In March of 2016, I had my daughter and, after plenty of soul-searching ultimately decided to leave my job in Education (for at least one year) and become a stay-at-home-mom. You can read about my struggle to reach that decision here. It has been an entire contract-year since I made that decision and I can happily report that I have ZERO regrets. In fact, I would argue that my year off of work to focus on nurturing my daughter and building my family was one of the largest investments in myself that I’ve ever made. I found myself in motherhood.
To my surprise, I experienced profound professional growth in my year at home. I didn’t realize how run down I had become; how much the stress of my career had actually clouded my thinking. I knew I was exhausted, but I didn’t recognize how depleted I actually was until I had physically and emotionally removed myself from my work.
After the newborn phase relaxed and we settled into a routine, I started experiencing this prolonged period of reflection. During naps, I found my mind going back to work. Thinking about areas in which I flourished, but also recognizing my weaknesses. It seemed like every day my husband would come home from work, I’d have some new revelation to share with him. Removing myself from the day-to-day of my job actually cleared my head and surfaced my strengths and, perhaps more importantly, ways in which I could improve. I found myself replaying scenarios in my head, identifying where things may have gone wrong, and thinking through how I could have done it differently. Not only did I find myself facing my weaknesses head on, but I was proactively working to address them on my own (isn’t that every employer’s dream?).
Before my self-imposed parental leave took place, I was feeling insecure, unproductive, questioning my impact, and ultimately my worth. Now that I’ve had time away from it all – I’ve discovered so much more about who I am and what I bring to the table. I can identify my strengths, I have set goals for refinement, and I have clarity around where I want to go from here. I have more energy, focus, and drive. That kind of deep reflection wasn’t going to come in a summer; it came because I finally had an opportunity to focus on my personal needs in order to better focus on my professional ones.
I don’t think I had entirely realized how little confidence I had in myself or how I had placed so much of my self worth in other people’s hands. When you relinquish all control of your happiness to outside factors, you slowly begin to lose pieces of yourself. I spent way too much time crying about things beyond my circle of influence, placing way too much importance on things that largely didn’t matter in the grand scheme of things, and eventually I hardened myself to the very things that make me who I am.

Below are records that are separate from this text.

PR #31, opened 2018-06-05
Request/Edit/Cancel holiday

bgribz:
Adds functionality for
- Requesting single or multiple holidays
- Editing single holiday
- Cancelling single holiday

But it looks hella ugly, both on the UI and in the code :upside_down_face:

### DIFF
--- a/web-app/src/pages/Dashboard/container.js
+++ b/web-app/src/pages/Dashboard/container.js
@@ -149,9 +149,10 @@ const DashboardContainer = Wrapped =>
       const { booking, userDetails } = this.state;
       const request = [];
 
-      while (booking.start.diff(booking.end) <= 0) {
+      for (let i = 0; i <= booking.end.diff(booking.start, 'days'); i++) {
+        const start = booking.start.clone();
         request.push({
-          date: booking.start.format('YYYY-MM-DD'),
+          date: start.add(i, 'days').format('YYYY-MM-DD'),
           dateCreated: moment().format('YYYY-MM-DD'),
           halfDay: booking.isHalfday,
           holidayId: 0,
@@ -173,7 +174,6 @@ const DashboardContainer = Wrapped =>
             statusDescription: 'Inactive',
           },
         });
-        booking.start.add(1, 'days');
       }
 
       requestHoliday(request).then(() => {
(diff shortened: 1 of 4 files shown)


web-app/src/pages/Dashboard/container.js
```diff
@@ -67,10 +71,12 @@ const DashboardContainer = Wrapped =>
           allDay: !hol.halfDay,
           start: new moment(hol.date, 'YYYY-MM-DD'),
           end: new moment(hol.date, 'YYYY-MM-DD'),
+          isHalfday: hol.halfDay,
+          ...hol,
         };
       });
 
-      return eventsForCalendar;
+      return eventsForCalendar.filter(x => x.holidayStatusId !== 3);
```
BrownMark: Can we use a constant to check here

web-app/src/services/holidayService.js
```diff
@@ -2,18 +2,16 @@ import axios from '../utilities/AxiosInstance';
...
-export const requestHoliday = holiday => {
-  return axios.post('/holidays/', holiday);
-};
-
-export const requestHolidays = holidays => {
-  return axios.post('/holidays/createMultiple/', holidays);
+export const requestHoliday = holidays => {
+  return holidays.length === 1 ?
+    axios.post('/holidays/', holidays[0]) :
+    axios.post('/holidays/createMultiple/', holidays);
```
BrownMark, line 14: I don't think it makes sense for two calls for this, passing an array by default up to the server makes more sense. This shouldn't be a big change on both sides.

web-app/src/pages/Dashboard/container.js
```diff
@@ -139,13 +145,74 @@ const DashboardContainer = Wrapped =>
...
+        this.closeModal();
+      });
     };
 
+    updateHoliday = (cancel) => {
+      const { booking, userDetails } = this.state;
+      const request = {
+        date: booking.start.format('YYYY-MM-DD'),
+        dateCreated: moment().format('YYYY-MM-DD'),
+        halfDay: booking.isHalfday,
```
BrownMark, line 193: The new changes to the server side will massively reduce this request, but works for now

BrownMark (changes requested):
Just minor change for a holiday status constant and some notes

BrownMark (approved):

In just a year’s time, it seems I have rediscovered myself. Perhaps even reinvented. Aspects of my personality reappeared that I hadn’t even realized were missing. Slowly, over time, I broke down the exterior I had spent the previous years building up and found myself in the beautiful mess that remained. At my annual check up, my doctor even commented on how much happier I looked. Isn’t that crazy? I cry again. Which I realize sounds like a sad thing, but it’s the opposite. One of the things that makes me who I am is the fact that I cry ridiculous, blubbering, happy tears for complete and total strangers. I cry when I’m retelling a story about someone I’ve never even met. I cry when I’m watching commercials that tug at my heartstrings. I cry when I pass by a race and see how hard people are working to achieve their goals. I cry, and it’s who I am, and I finally have that back. I laugh and I dance and I sing and I play silly games with my daughter and (this one is huge for me) I don’t fixate on what other people think of me anymore. And it’s complete and total freedom.
I have found myself in motherhood. I had drained my personal gas tank, I was essentially running on empty, and my year off finally gave me time to fill up. Now, I’m overflowing.